Now a few years have passed and more life experience has been gained, this isn't quite what the reality will be. But this time has proved that it is almost impossible to predict what will happen the future. However, there is still every reason to try and put yourself in the best position possible with the hand you are dealt. It's also quite fun tbf. 

Looking at this I have categorised my financial lifespan into 4 separate stages with differing needs given my age and life position:

The Strategy

Stage 1 - Accumulation Phase 

In this section I have been and will continue to work full time, be mindful on spending, to earn more than I spend, create a surplus and invest this in index funds, on top of what I have already invested into my Stocks and Shares ISA. 

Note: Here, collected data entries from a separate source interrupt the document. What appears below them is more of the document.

PR #3496, opened 2021-10-02
[opentelemetry][callback] enrich stacktrace errors

v1v:
##### SUMMARY

This proposal enriches the stacktrace information with the below fields from the failed task:
-`stderr`
- `exception`
- `msg`.

In order to help with the troubleshooting.

I refactored just a bit some logic to add more UTs.

##### ISSUE TYPE
- Feature Pull Request

##### COMPONENT NAME

##### ADDITIONAL INFORMATION

Given the playbook:

```yaml
---
- name: Echo
  hosts: localhost
  connection: local

  tasks:
  - name: Print debug message
    debug:
      msg: Hello, world!

  - name: install versions of ruby via rbenv
    command: bash -lc 'foo bar'
```

Then the output in Kibana (it could be Jaeger or any other tool) was:

image

image

And with this proposal is:

image

image

### DIFF
--- a/plugins/callback/opentelemetry.py
+++ b/plugins/callback/opentelemetry.py
@@ -241,12 +241,7 @@ class OpenTelemetrySource(object):
             res = host_data.result._result
             rc = res.get('rc', 0)
             if host_data.status == 'failed':
-                if res.get('exception') is not None:
-                    message = res['exception'].strip().split('\n')[-1]
-                elif 'msg' in res:
-                    message = res['msg']
-                else:
-                    message = 'failed'
+                message = self.get_error_message(res)
                 status = Status(status_code=StatusCode.ERROR, description=message)
                 # Record an exception with the task message
                 span.record_exception(BaseException(message))
@@ -275,6 +270,16 @@ class OpenTelemetrySource(object):
         else:
             if attributeValue is not None:
                 span.set_attribute(attributeName, attributeValue)
+
+    def get_error_message(self, res):
+        message = ''
+        if res.get('exception') is not None:
+            message = res['exception'].strip().split('\n')[-1]
+        elif 'msg' in res:
+            message = res['msg']
+        else:
+            message = 'failed'
+        return message
 
 
 class CallbackModule(CallbackBase):
--- a/plugins/callback/opentelemetry.py
+++ b/plugins/callback/opentelemetry.py
@@ -244,7 +244,7 @@ class OpenTelemetrySource(object):
                 message = self.get_error_message(res)
                 status = Status(status_code=StatusCode.ERROR, description=message)
                 # Record an exception with the task message
-                span.record_exception(BaseException(message))
+                span.record_exception(BaseException(self.enrich_error_message(res)))
             elif host_data.status == 'skipped':
                 if 'skip_reason' in res:
                     message = res['skip_reason']
@@ -280,6 +280,12 @@ class OpenTelemetrySource(object):
         else:
             message = 'failed'
         return message
+
+    def enrich_error_message(self, res):
+        message = res.get('msg', 'failed')
+        exception = res.get('exception', None)
+        stderr = res.get('stderr', None)
+        return ('message: "{}"\nexception: "{}"\nstderr: "{}"').format(message, exception, stderr)
 
 
 class CallbackModule(CallbackBase):
--- a/tests/unit/plugins/callback/test_opentelemetry.py
+++ b/tests/unit/plugins/callback/test_opentelemetry.py
@@ -112,3 +112,45 @@ class TestOpentelemetry(unittest.TestCase):
 
         result = self.opentelemetry.get_error_message(res_data)
         self.assertEqual(result, 'failed')
+
+    def test_enrich_error_message(self):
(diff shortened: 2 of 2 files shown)


plugins/callback/opentelemetry.py
```diff
@@ -276,6 +271,22 @@ def set_span_attribute(self, span, attributeName, attributeValue):
...
+        else:
+            message = 'failed'
+        return message
+
+    def enrich_error_message(self, res):
+        message = res.get('msg', 'failed')
+        exception = res.get('exception', None)
+        stderr = res.get('stderr', None)
+        return ('message: "{0}"\nexception: "{1}"\nstderr: "{2}"').format(message, exception, stderr)
+
```
Ajpantuso, line 289:
```suggestion
    @staticmethod
    def get_error_message(result):
        if result.get('exception') is not None:
            return OpenTelemetrySource._last_line(result['exception'])
        return result.get('msg', 'failed')

    @staticmethod
    def _last_line(text):  # This doesn't need to be a method of this class
        lines = text.strip().split('\n')
        return lines[-1]

    @staticmethod
    def enrich_error_message(result):
        message = result.get('msg', 'failed')
        exception = result.get('exception')
        stderr = result.get('stderr')
        return ('message: "{0}"\nexception: "{1}"\nstderr: "{2}"').format(message, exception, stderr)

```
These are `staticmethod`s and should not reference `self`, but could also be made more concise. Feel free to do that in whatever way you see fit, but I've included one such possibility.

Ajpantuso (changes requested):
Thanks for your contribution! This looks okay functionally, but see my comment for making this more Pythonic.

changelogs/fragments/3496-callback_opentelemetry-enrich_stacktraces.yml
```diff
@@ -0,0 +1,2 @@
+minor_changes:
+  - opentelemetry callback plugin - enriched the stacktrace information with the message, exception and stderr fields from the failed task. (https://github.com/ansible-collections/community.general/pull/3496).
```
felixfontein, line 2:
```suggestion
  - opentelemetry callback plugin - enriched the stacktrace information with the ``message``, ``exception`` and ``stderr`` fields from the failed task (https://github.com/ansible-collections/community.general/pull/3496).
```

plugins/callback/opentelemetry.py
```diff
@@ -276,6 +271,22 @@ def set_span_attribute(self, span, attributeName, attributeValue):
             if attributeValue is not None:
                 span.set_attribute(attributeName, attributeValue)
 
+    def get_error_message(self, res):
+        message = ''
+        if res.get('exception') is not None:
```
felixfontein, line 276: It probably makes more sense to test whether this is actually a string:
```suggestion
        if isinstance(res.get('exception'), str):
```

tests/unit/plugins/callback/test_opentelemetry.py
```diff
@@ -91,3 +91,66 @@ def test_finish_task_without_a_host_match(self):
...
+        self.assertEqual(result, 'message: "my-msg"\nexception: "my-exception"\nstderr: "None"')
+
+    def test_get_error_message_with_multiple_line_stderr(self):
+        res_data = OrderedDict()
+        res_data['exception'] = 'my-exception'
+        res_data['msg'] = 'my-msg'
+        res_data['stderr'] = '\nmake[1]: Entering directory \n.No space left on device'
+
+        result = self.opentelemetry.enrich_error_message(res_data)
+        self.assertEqual(result, 'message: "my-msg"\nexception: "my-exception"\nstderr: "\nmake[1]: Entering directory \n.No space left on device"')
```
Ajpantuso, line 156: Would you be able to condense these tests to two methods?
One for `get_error_message` and the other for `enrich_error_message` with each case run as a subtest.

Ajpantuso (changes requested):
Couple of cleanup items to consider.

tests/unit/plugins/callback/test_opentelemetry.py
v1v: I refactored those tests, see https://github.com/ansible-collections/community.general/pull/3496/commits/13dbeae5d89b59c37074d535fedaaff3bfd73699

Thanks for the review :)

Ajpantuso: I was thinking more along the lines of:

```python
def test_get_error_message(self):
        test_cases = (
            ('my-exception', 'my-msg', None, 'my-exception'),
            (None, 'my-msg', None, 'my-msg'),
            (None, None, None, 'failed'),
        )

        for tc in test_cases:
            result = self.opentelemetry.get_error_message(generate_test_data(tc[0], tc[1], tc[2]))
            self.assertEqual(result, tc[3])
```

There are better solutions, but anything that makes the tests more maintainable would be nice.

v1v: See https://github.com/ansible-collections/community.general/pull/3496/commits/16c2d96b164ae764be7e143bdea7d66b54d33181

Thanks for the review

Whilst I'm calling it the accumulation phase, this won't be the case in all the years. In late 2025 we are hoping to do a working holiday over in Australia and travel through a few countries whilst we are on the way to and back from our trip, so in these years a surplus in savings will not be the case. 

Also in this period I will look to purchase a primary place of residence (home, not an investment), which will be a large amount of the portfolio being put down for an initial deposit, then increased outflows paying off the mortgage going forwards.

Stage 2 - Mini Retirement/Coast FIRE

By this stage my portfolio should be big enough that I will be able to ease off the gas workload and use some of the wealth I have accumulated to buy gain some more freedom in my life to enjoy it as much as possible. 

This might be in the space of taking a part time job or fill fixed term contract roles, then take a few months off to to some travelling in the gaps. I have spoke about the different Fire methods that could be taken in this post.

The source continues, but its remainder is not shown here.